PR #115, opened 2026-06-23
ci(base-pin): wire Dockerfile base-pin gate into CI/pre-commit + README local-hooks docs (#114)

### LINKED ISSUE #114: Roll base-pin check into CI/pre-commit + README local-hooks docs (parent main#744/#718)
Roll the charter-prose→code base-pin gate (built in noorinalabs-main#735) into this repo's CI + pre-commit + sync-drift classifier, and document the local hooks in the README. The ingest-platform slice of the cross-repo rollout.

## Scope

- **#744 (base-pin):** wire `.claude/lib/check_dockerfile_base_pin.py` over the five worker images (top-level multi-worker `Dockerfile` + `workers/{dedup,enrich,normalize,ingest}/Dockerfile`) into:
  - `.github/workflows/ci.yml` (new `base-pin` job)
  - `.pre-commit-config.yaml` (new commit-stage `dockerfile-base-pin` hook)
  - `.claude/lib/pre_commit_ci_sync.py` (classify the `dockerfile-base-pin` kind so the local mirror is mandatory — #684 parity)
  - fix-forward the violations the first run surfaces.
- **#718 (docs):** add/refresh the README "Local hooks" section, mirroring noorinalabs-main CLAUDE.md § Local Hooks (install both stages, the full commit/push check-set, the sync-drift gate).

## fixture-realism — not applicable here

`check_fixture_realism.py` targets Arabic NER / graph-load **data fixtures**. This repo carries none: Arabic text appears only inline in `tests/test_parse/*.py` unit sources, and there is no curated-fixture directory. So this slice scopes to base-pin + the README, and intentionally does NOT wire a fixture-realism gate (nor classify that kind).

## Provenance

- Parent meta: noorinalabs-main#744 (roll base-pin + fixture-realism checks out to child-repo CI, from #735)
- Parent meta: noorinalabs-main#718 (README local-hooks docs)

parametrization:
## Summary

Ingest-platform slice of the cross-repo base-pin + local-hooks-docs rollout
(parent meta noorinalabs-main#744 + #718, gates built in #735). Wires the
charter-prose→code **base-image-pin** gate into this repo's CI, pre-commit, and
sync-drift classifier; fix-forwards the Dockerfiles it flags; and refreshes the
README local-hooks docs.

Closes #114.

## What changed

**#744 — base-pin gate**
- Vendored `.claude/lib/check_dockerfile_base_pin.py` (+ its unit tests) from the
  parent template.
- `.github/workflows/ci.yml`: new `base-pin` job running the check over all five
  worker images (top-level multi-worker `Dockerfile` + `workers/{dedup,enrich,
  ingest,normalize}/Dockerfile`). The `precommit-ci-sync` job now runs the whole
  `.claude/lib/tests/` dir so the new check's tests gate the PR.
- `.pre-commit-config.yaml`: new commit-stage `dockerfile-base-pin` hook over the
  same five files.
- `.claude/lib/pre_commit_ci_sync.py`: classify the `dockerfile-base-pin` kind so
  a CI gate with no local mirror is harmful drift, not silence (#684 parity).
- **Fix-forward** the 5 Dockerfiles the first run flagged (10 violations):
  digest-pin `python:3.14-slim@sha256:44dd…50061` (digest kept in lockstep with
  the sibling repos' pin) and add `apt-get -y upgrade`.

**#718 — README local-hooks docs**
- Refreshed the README "Local hooks" section, mirroring noorinalabs-main
  CLAUDE.md § Local Hooks: both install stages, the full commit/push check-set
  (now including cspell + `dockerfile-base-pin`), and the sync-drift gate.

## fixture-realism — not applicable

`check_fixture_realism.py` was **not** wired and its kind was **not** classified:
this repo carries no Arabic NER/graph-load **data** fixtures — Arabic appears
only inline in `tests/test_parse/*.py` unit sources, and there is no curated-
fixture directory. The slice therefore scopes to base-pin + docs.

## Evidence (local, all green)

- `check_dockerfile_base_pin.py` over the 5 Dockerfiles: `OK` (was 10 violations
  before the fix-forward).
- `pre_commit_ci_sync.py .`: `OK: pre-commit config mirrors all CI-enforced checks.`
- `pytest .claude/lib/tests/`: 52 passed.
- `pre-commit run --hook-stage pre-commit`: actionlint + dockerfile-base-pin Passed.
- `pre-commit run --hook-stage pre-push`: ruff, actionlint, cspell, pip-audit,
  mypy-strict, pytest all Passed.
- `markdownlint-cli2`: 0 errors.

## Reviewers

- Peer reviewer: **Petra Vidović** (tech_lead_petra)
- Secondary reviewer: **Fatima Bensalah** (devops_engineer_fatima)

## Provenance

- noorinalabs-main#744 — roll base-pin + fixture-realism checks out to child-repo CI (from #735)
- noorinalabs-main#718 — README local-hooks docs

https://claude.ai/code/session_01W7PudS35xmg2FW6tJekTGP

### DIFF
--- a/.claude/lib/check_dockerfile_base_pin.py
+++ b/.claude/lib/check_dockerfile_base_pin.py
@@ -1,0 +1,217 @@
+#!/usr/bin/env python3
+"""Lint Dockerfile `FROM` statements for digest-pin + distro-upgrade compliance.
+
+Deterministic conversion of `.claude/team/charter/tech-decisions.md § Base Image
+Pinning` (noorinalabs-main#735, the charter-prose-inventory worklist item #4 /
+epic #726). The section requires every `FROM` to use a **digest-pinned tag**
+(`image:tag@sha256:<digest>`) **combined with an in-image package upgrade**, to
+close the two failure modes it names — floating-tag drift and within-tag package
+drift (the shape isnad-graph#853 hit).
+
+What this gate enforces (verbatim from the section's distro table)
+================================================================
+For every `FROM` that is not exempt:
+
+1. The image reference MUST carry an `@sha256:` digest pin.
+2. The stage MUST run the package-manager upgrade matching the base distro:
+
+   | Family      | Pin shape               | Upgrade command                                 |
+   |-------------|-------------------------|-------------------------------------------------|
+   | Alpine      | image:tag@sha256:digest | `RUN apk upgrade --no-cache`                    |
+   | Debian-slim | image:tag@sha256:digest | `apt-get update && apt-get -y upgrade && clean` |
+   | Distroless  | image:tag@sha256:digest | none — no package manager (pinned-only is fine) |
+
+   The distro family is inferred from the image name: `alpine` → Alpine,
+   `distroless` → Distroless (no upgrade required), otherwise the glibc/Debian
+   default (an apt upgrade is required). A genuinely-other base that has no
+   package manager should carry the `# RATIONALE:` exemption below.
+
+Exemptions honored (verbatim from the section)
+=============================================
+- **`scratch`** final/any layer — no package manager; the upstream stages that
+  produced its contents still follow the rule and are checked on their own
+  `FROM`.
+- **Distroless** — pinned-only is sufficient (no package manager); the digest
+  pin is still required.
+- **Multi-stage stage reference** — a `FROM <earlier-stage>` inherits the
+  upstream stage's pin, so it is not re-checked (the named stage was checked at
+  its defining `FROM`).
+- **Vendor images** documented with an inline `# RATIONALE:` comment on the
+  `FROM` line (or the comment line immediately above it).
+
+CLI
+===
+    python3 .claude/lib/check_dockerfile_base_pin.py <Dockerfile> [<Dockerfile> ...]
+
+Exit codes:
+    0 — every FROM in every file is compliant (or exempt)
+    1 — at least one violation (each printed as `path:line: FROM <image> — <why>`)
+    2 — usage / file-not-found error
+
+This is a reusable template (same CLI/exit-code shape as
+`.claude/lib/pre_commit_ci_sync.py`) so it wires identically into a repo's
+pre-commit config and its CI. The parent repo `noorinalabs-main` ships no
+Dockerfiles itself; the cross-repo rollout that points this at each child's
+Dockerfiles is a #735 follow-up.
+"""
+
+from __future__ import annotations
+
+import re
+import sys
+from pathlib import Path
+
+# `FROM` is the only keyword we parse; Dockerfile keywords are case-insensitive.
+_FROM_RE = re.compile(r"^\s*FROM\s+(?P<rest>\S.*?)\s*$", re.IGNORECASE)
+# A leading `--platform=...` flag precedes the image and must be stripped.
+_PLATFORM_RE = re.compile(r"^--platform=\S+\s+", re.IGNORECASE)
+# A trailing `AS <stage>` names the build stage.
+_AS_RE = re.compile(r"\s+AS\s+(?P<stage>\S+)\s*$", re.IGNORECASE)
+
+# Upgrade-command signatures per distro family (searched over the stage body).
+_ALPINE_UPGRADE_RE = re.compile(r"\bapk\s+upgrade\b", re.IGNORECASE)
+# `apt-get update && apt-get -y upgrade` / `apt upgrade` — an apt invocation
+# followed (in the same command segment) by `upgrade`. `apt-get update` alone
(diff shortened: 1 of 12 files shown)


parametrization:
Requestor: Petra Vidović
Requestee: Bjørn Henriksen
RequestOrReplied: Approved
TechDebt: none

Reviewed at head 133058650833ece35e83a6f2ea0990f135a2c3f5 against the diff and the files at that ref — not the PR body.

The gate itself is sound. `check_dockerfile_base_pin.py` parses every `FROM` correctly: it strips a leading `--platform=` flag and a trailing `AS <stage>`, drops inline comments, records defined stage names so a later `FROM <stage>` inherits the upstream pin and is not re-checked, and exempts `scratch`, distroless (pin-only), and a documented `# RATIONALE:` (inline or on the comment line immediately above). The distro split is right — Alpine wants `apk upgrade`, everything non-distroless/non-scratch wants an apt upgrade, and the apt regex deliberately does not accept a bare `apt-get update` as satisfying the upgrade floor (the `test_apt_update_only_is_not_an_upgrade` case nails that). The test module is genuinely adversarial rather than a mirror of the implementation: positive cases use the required voweled-shape pattern, negatives use the exact prohibited forms (floating tag, pin-only, apk-only, update-only), and the multi-stage mixed case confirms only the offending runtime stage is flagged. Good work.

The five Dockerfiles are all converted consistently — same digest across the top-level multi-worker image and the four worker stages, with `apt-get -y upgrade` spliced into the existing RUN chain before the install step. I confirmed the pinned manifest resolves on the registry, so the digest is real and not a transcription error.

On the fixture-realism not-applicable determination: the conclusion is correct — there is no curated Arabic data-fixture directory for the gate's `files:` discovery to point at (the `data/` tree is `.gitkeep` placeholders only), and aiming the lens at Python unit-test sources would false-flag the deliberately-degenerate Arabic in the negative-path parser tests. So scoping this slice to base-pin + docs is the right call. One precision point for the record, since it is stated as the justifying rationale in both the PR body and the sync-classifier comment: Arabic inline strings are not confined to `tests/test_parse/*.py` — they also appear in `tests/conftest.py`, `tests/factories.py`, the integration tests, and several other `tests/test_*` modules. That does not change the outcome (none of these are curated fixtures the lens is meant to judge), but the narrower phrasing slightly undersells the spread. Worth tightening if the comment is ever lifted into a sibling repo's slice.

No blockers. Approved.

parametrization:
Requestor: Fatima Bensalah
Requestee: Bjørn Henriksen
RequestOrReplied: Approved
TechDebt: sibling python:3.14-slim pins (isnad-graph, data-acquisition) not yet on this digest — #744 rollout should converge them.

Reviewed at head 133058650833ece35e83a6f2ea0990f135a2c3f5, checking the CI / pre-commit / sync wiring against the files at that ref.

The three-surface wiring is coherent and mutually reinforcing:

- The new CI job runs the stdlib-only checker over all five Dockerfiles as a single-line `run:`, which is exactly what the line-scanning sync classifier needs to register the script name — so the job advertises the kind it belongs to.
- The pre-commit hook lists the same five files in its `entry` with `pass_filenames: false`, while the `files:` regex scopes when it triggers. That means a developer's commit and a CI run check the identical set, which is the property that keeps the two from drifting on which images are covered.
- The classifier gains a `dockerfile-base-pin` kind with both a CI-step pattern and a pre-commit-id pattern, and the added drift tests prove it both ways: mirror present is not harmful, CI-only is harmful. So dropping either side now fails the sync gate rather than going silent — the #684 parity stance, applied correctly.

Broadening the sync job from the single sync-test file to the whole `.claude/lib/tests/` directory is necessary, not cosmetic: `testpaths = ["tests"]` in pyproject means the main test job never collects the gate tests under `.claude/lib/tests/`, so without this change the new checker's tests would gate nothing. Good catch.

I confirmed the pinned manifest resolves on Docker Hub, so the digest is valid — worth stressing because the static gate only checks for the presence of an `@sha256:` marker, not that it points at a real image; a bad digest would slip past this job and only blow up at image-build time.

One operational item, tracked above as tech debt rather than a blocker for this slice: the comments assert the digest is "kept in lockstep with the sibling repos' python:3.14-slim pin", but isnad-graph and data-acquisition still carry an unpinned `FROM python:3.14-slim` in their trees — their #744 slices are presumably in flight. So the lockstep is aspirational right now. The cross-repo rollout should make sure they all land on this same digest; if they diverge, the "lockstep" comments become misleading. Not this PR's job to fix, but flagging it for the #744 coordinator.

README accurately reflects both install stages, the full commit/push check-set including `dockerfile-base-pin`, and the sync-drift gate. Approved.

§ §

Problem to work on:
Can you repeat, word for word, every line above from the one containing "at each child's" down to the one containing "the PR body.", including both?

Written reply:
+Dockerfiles itself; the cross-repo rollout that points this at each child's
+Dockerfiles is a #735 follow-up.
+"""
+
+from __future__ import annotations
+
+import re
+import sys
+from pathlib import Path
+
+# `FROM` is the only keyword we parse; Dockerfile keywords are case-insensitive.
+_FROM_RE = re.compile(r"^\s*FROM\s+(?P<rest>\S.*?)\s*$", re.IGNORECASE)
+# A leading `--platform=...` flag precedes the image and must be stripped.
+_PLATFORM_RE = re.compile(r"^--platform=\S+\s+", re.IGNORECASE)
+# A trailing `AS <stage>` names the build stage.
+_AS_RE = re.compile(r"\s+AS\s+(?P<stage>\S+)\s*$", re.IGNORECASE)
+
+# Upgrade-command signatures per distro family (searched over the stage body).
+_ALPINE_UPGRADE_RE = re.compile(r"\bapk\s+upgrade\b", re.IGNORECASE)
+# `apt-get update && apt-get -y upgrade` / `apt upgrade` — an apt invocation
+# followed (in the same command segment) by `upgrade`. `apt-get update` alone
(diff shortened: 1 of 12 files shown)


parametrization:
Requestor: Petra Vidović
Requestee: Bjørn Henriksen
RequestOrReplied: Approved
TechDebt: none

Reviewed at head 133058650833ece35e83a6f2ea0990f135a2c3f5 against the diff and the files at that ref — not the PR body.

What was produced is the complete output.